Stored data entries

PR #294, opened 2024-11-27
Support wrapping uninstantiated datamodel nodes

johningve:
Previously we just hardcoded the Settings/Acquisition and Settings2D/Acquisition nodes. This commit makes it work for any uninstantiated node that is part of a datamodelList by recursively searching the datamodel.

### DIFF
--- a/src/include/ZividPython/DataModelWrapper.h
+++ b/src/include/ZividPython/DataModelWrapper.h
@@ -145,6 +145,9 @@ namespace ZividPython
             static constexpr const char *value{ TypeName<T>::value };
         };
 
+        template<typename DM, typename Dest, typename Node>
+        void findAndWrapUninstantiatedNodesInDataModel(Dest &dest, const Node &node);
+
         template<bool isRoot, typename Dest, typename Target>
         py::class_<Target> wrapDataModel(Dest &dest, const Target &target, const bool uninstantiatedNode = false)
         {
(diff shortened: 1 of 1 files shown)


src/include/ZividPython/DataModelWrapper.h
```diff
@@ -292,6 +290,64 @@ namespace ZividPython
...
+        static_assert(isDirectChild("", "TopLevel") == true);
+        static_assert(isDirectChild("", "TopLevel/WithChild") == false);
+        static_assert(isDirectChild("TopLevel", "TopLevel/WithChild") == true);
+        static_assert(isDirectChild("TopLevel", "TopLevel/WithChild/GrandChild") == false);
+
+        template<typename DM, typename PyDest, typename Node>
+        void findAndWrapUninstantiatedNodesInDataModel(PyDest &dest, const Node &node)
+        {
+            node.forEach([&](const auto &member) {
+                using MemberType = std::remove_const_t<std::remove_reference_t<decltype(member)>>;
```
vawale, line 323: maybe you also need to remove `volatile` qualifier, so `std::remove_cv_t` instead of `std::remove_const_t`.

src/include/ZividPython/DataModelWrapper.h
```diff
@@ -292,6 +290,64 @@ namespace ZividPython
...
+                    {
+                        // This node is instantiated.
+                        return;
+                    }
+
+                    // Check via path that the contained type is a direct child of the dest
+                    if constexpr(isDirectChild(DM::path, ValueTypeContained::path))
+                    {
+                        wrapDataModel<false>(dest, ValueTypeContained{}, true);
+                    }
```
vawale, line 347: this is okay for now. I wonder if it makes better sense to have `ValueTypeContained` defined as part of `DM::Descendants` for leafDataModelList types. For example, defining `using Settings::Acquisitions::Descendants = std::tuple<Settings::Acquisition>`

vawale (dismissed):
minor comments

src/include/ZividPython/DataModelWrapper.h
johningve: I guess I could also use `decay_t`

vawale: that works too, but I generally avoid it as it also performs array -> pointer conversion. That shouldn't be an issue in this case though.

johningve: Updated with `remove_cv_t`. I noticed that C++20 actually has a `remove_cvref_t` that we might be able to use in the future :)

vawale (approved):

• _Exercise aim_
The complete data above is to be written out again as it stands.

• _Reply to the exercise_
PR #294, opened 2024-11-27
Support wrapping uninstantiated datamodel nodes

johningve:
Previously we just hardcoded the Settings/Acquisition and Settings2D/Acquisition nodes. This commit makes it work for any uninstantiated node that is part of a datamodelList by recursively searching the datamodel.

### DIFF
--- a/src/include/ZividPython/DataModelWrapper.h
+++ b/src/include/ZividPython/DataModelWrapper.h
@@ -145,6 +145,9 @@ namespace ZividPython
             static constexpr const char *value{ TypeName<T>::value };
         };
 
+        template<typename DM, typename Dest, typename Node>
+        void findAndWrapUninstantiatedNodesInDataModel(Dest &dest, const Node &node);
+
         template<bool isRoot, typename Dest, typename Target>
         py::class_<Target> wrapDataModel(Dest &dest, const Target &target, const bool uninstantiatedNode = false)
         {
(diff shortened: 1 of 1 files shown)


src/include/ZividPython/DataModelWrapper.h
```diff
@@ -292,6 +290,64 @@ namespace ZividPython
...
+        static_assert(isDirectChild("", "TopLevel") == true);
+        static_assert(isDirectChild("", "TopLevel/WithChild") == false);
+        static_assert(isDirectChild("TopLevel", "TopLevel/WithChild") == true);
+        static_assert(isDirectChild("TopLevel", "TopLevel/WithChild/GrandChild") == false);
+
+        template<typename DM, typename PyDest, typename Node>
+        void findAndWrapUninstantiatedNodesInDataModel(PyDest &dest, const Node &node)
+        {
+            node.forEach([&](const auto &member) {
+                using MemberType = std::remove_const_t<std::remove_reference_t<decltype(member)>>;
```
vawale, line 323: maybe you also need to remove `volatile` qualifier, so `std::remove_cv_t` instead of `std::remove_const_t`.

src/include/ZividPython/DataModelWrapper.h
```diff
@@ -292,6 +290,64 @@ namespace ZividPython
...
+                    {
+                        // This node is instantiated.
+                        return;
+                    }
+
+                    // Check via path that the contained type is a direct child of the dest
+                    if constexpr(isDirectChild(DM::path, ValueTypeContained::path))
+                    {
+                        wrapDataModel<false>(dest, ValueTypeContained{}, true);
+                    }
```
vawale, line 347: this is okay for now. I wonder if it makes better sense to have `ValueTypeContained` defined as part of `DM::Descendants` for leafDataModelList types. For example, defining `using Settings::Acquisitions::Descendants = std::tuple<Settings::Acquisition>`

vawale (dismissed):
minor comments

src/include/ZividPython/DataModelWrapper.h
johningve: I guess I could also use `decay_t`

vawale: that works too, but I generally avoid it as it also performs array -> pointer conversion. That shouldn't be an issue in this case though.

johningve: Updated with `remove_cv_t`. I noticed that C++20 actually has a `remove_cvref_t` that we might be able to use in the future :)

vawale (approved):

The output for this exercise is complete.